PR #382, opened 2018-11-19
[reboot] update stop syncd process wording

yxieca:

**- What I did**
Change wording to match action taking in reboot: stop syncd process (not the service).

### DIFF
--- a/scripts/reboot
+++ b/scripts/reboot
@@ -9,7 +9,7 @@ REBOOT_CAUSE_FILE="/var/cache/sonic/reboot-cause.txt"
 
 function stop_sonic_services()
 {
-    echo "Stopping syncd..."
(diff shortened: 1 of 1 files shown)


scripts/reboot
```diff
@@ -9,7 +9,7 @@ REBOOT_CAUSE_FILE="/var/cache/sonic/reboot-cause.txt"
 
 function stop_sonic_services()
 {
-    echo "Stopping syncd..."
+    echo "Stopping syncd process..."
```
qiluo-msft:
```suggestion
    echo "Stopping syncd processing..."
```

jleveque: @qiluo-msft: `Stopping syncd process...` is more appropriate.

PR #385, opened 2018-11-20
[show command] allow warm restart table contains empty restore_count

yxieca:

**- What I did**
In practice, a software bug could cause not having restore_count, and
we could have use case (e.g. warm-shutdown) has state without
restore_count.

It would be nice that the command show all these rows without exception.

### DIFF
--- a/show/main.py
+++ b/show/main.py
@@ -1624,12 +1624,12 @@ def state(redis_unix_socket_path):
         entry = db.get_all(db.STATE_DB, tk)
         r = []
         r.append(remove_prefix(tk, prefix))
-        if 'restore_count' not in  entry:
+        if 'restore_count' not in entry:
             r.append("")
         else:
             r.append(entry['restore_count'])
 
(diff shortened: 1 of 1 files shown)


show/main.py
```diff
@@ -1624,7 +1624,10 @@ def remove_prefix(text, prefix):
         entry = db.get_all(db.STATE_DB, tk)
         r = []
         r.append(remove_prefix(tk, prefix))
-        r.append(entry['restore_count'])
+        if 'restore_count' not in  entry:
```
stcheng: extra space before entry

yxieca: Copied from next if block :-) Will remove it.

yxieca: Done. Removed both.

yxieca:
yes. 2 stage warm shutdown.

I want to reuse the existing show command. But don't really want having to add an artificial restore_count. I use this table to sync up warm-reboot script and syncd pre-shutdown state.

PR #386, opened 2018-11-20
[acl_loader]: Add support for parsing input interface

stcheng:
If input_interface is set, it will be converted to IN_PORTS.
```
format:
"input-interface": {
  "interface-ref": {
    "config": {
      "interface": <interface_list>
    }
  }
}
```
It will be parsed and converted to:
"IN_PORTS": <interface_list>
as an attribute to the current ACL rule.


stcheng:
retest this please

PR #389, opened 2018-11-21
[warmboot] Use 'redis-cli save' to dump database to file

qiluo-msft:
**Don't merge this disruptive change!**

The 'redis-cli save' will save database content in a binary file, which is much fast than redis-dump.

### DIFF
--- a/scripts/fast-reboot
+++ b/scripts/fast-reboot
@@ -5,6 +5,7 @@ REBOOT_TIME=$(date)
 REBOOT_CAUSE_FILE="/var/cache/sonic/reboot-cause.txt"
 REBOOT_TYPE=$(basename $0)
 WARM_DIR=/host/warmboot
+REDIS_FILE=dump.rdb
 
 function clear_warm_boot()
 {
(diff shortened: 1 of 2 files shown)


scripts/fast-reboot
```diff
@@ -139,31 +139,19 @@ systemctl stop syncd
...
+    # Delete keys in stateDB except FDB_TABLE|* and WARM_RESTA*
+    redis-cli -n 6 eval "
+        for _, k in ipairs(redis.call('keys', '*')) do
+            if not string.match(k, 'FDB_TABLE|') and not string.match(k, 'WARM_RESTART_TABLE|') then
+                redis.call('del', k)
+            end
+        end
+    " 0
+    redis-cli save
+    docker cp database:/var/lib/redis/$REDIS_FILE $WARM_DIR
```
zhenggen-xu: Can we read the location and file name from redis.conf instead off hard-code value here?

scripts/fast-reboot
```diff
@@ -34,14 +42,6 @@ case "$REBOOT_TYPE" in
...
 esac
 
-# Check root privileges
-if [[ "$EUID" -ne 0 ]]
-then
-    echo "This command must be run as root" >&2
-    exit 1
-fi
-
-
```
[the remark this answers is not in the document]
yxieca: oh, you moved up. never mind.

scripts/fast-reboot
qiluo-msft: /etc/redis/redis.conf may be not the ground truth. I can find it from `redis-cli config get '*'`.
To make life easier, I prefer keep it hard-coded now. I will revisit if later we have requirement to make it flexible.

PR #391, opened 2018-11-26
Fixing the delete vlan function

tientienle:
Base on this link https://github.com/Azure/SONiC/wiki/Configuration, there are three tables involve when configuring vlan:  VLAN, VLAN_MEMBER and VLAN_INTERFACE. 
However, in the delete vlan function in https://github.com/Azure/sonic-utilities/blob/master/config/main.py, just two table are deleted, and the VLAN_INTERFACE has been left. 

**- What I did**
    Deleting VLAN_INTERFACE table as well when deleting a vlan. 

**- How I did it**
Find the Vlan in VLAN_INTERFACE table and delete that table: 
    keys = [ (k, v) for k, v in db.get_table('VLAN_INTERFACE') if k == 'Vlan{}'.format(vid)]
    for k in keys:
        db.set_entry('VLAN_INTERFACE',k,None)

**- How to verify it** 
Config a vlan with 3 tables: VLAN, VLAN_MEMBER and VLAN_INTERFACE as in https://github.com/Azure/SONiC/wiki/Configuration
Checking information in redis before and after delete vlan as below: 

root@leaf2-10-58-0-22:/# redis-cli -n 4 keys \*Vlan5\*
1) "VLAN_INTERFACE|Vlan5|192.168.5.1/24"
2) "VLAN_MEMBER|Vlan5|Ethernet16"
3) "VLAN|Vlan5"

root@leaf2-10-58-0-22:/# config vlan del 5
root@leaf2-10-58-0-22:/# redis-cli -n 4 keys \*Vlan5\*
(empty list or set)
root@leaf2-10-58-0-22:/#

### DIFF
--- a/config/main.py
+++ b/config/main.py
@@ -630,6 +630,9 @@ def del_vlan(ctx, vid):
     for k in keys:
         db.set_entry('VLAN_MEMBER', k, None)
     db.set_entry('VLAN', 'Vlan{}'.format(vid), None)
+    keys = [ (k, v) for k, v in db.get_table('VLAN_INTERFACE') if k == 'Vlan{}'.format(vid)]
+    for k in keys:
+        db.set_entry('VLAN_INTERFACE',k,None)
 
 
 #


tientienle:
Please let me know if anything needs to be more clarified.

jleveque:
@tientienle: You did not make changes to the PR title. You updated the description. Please make the title more descriptive.

stcheng:
@tientienle I believe right now the correct flow is to remove the VLAN interface IP first before removing the VLAN itself. What should be enhanced is to indicate the user that the current VLAN interface still has IP configured on it and shall not be removed directly.

tientienle:
@stcheng Thanks for your comment. I've just checked the remove ip address in interface function. That makes sense now. So this is something that users need to be aware of.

= = = =

Go through the material above line by line and state how many lines contain "opened". Give only the number.

5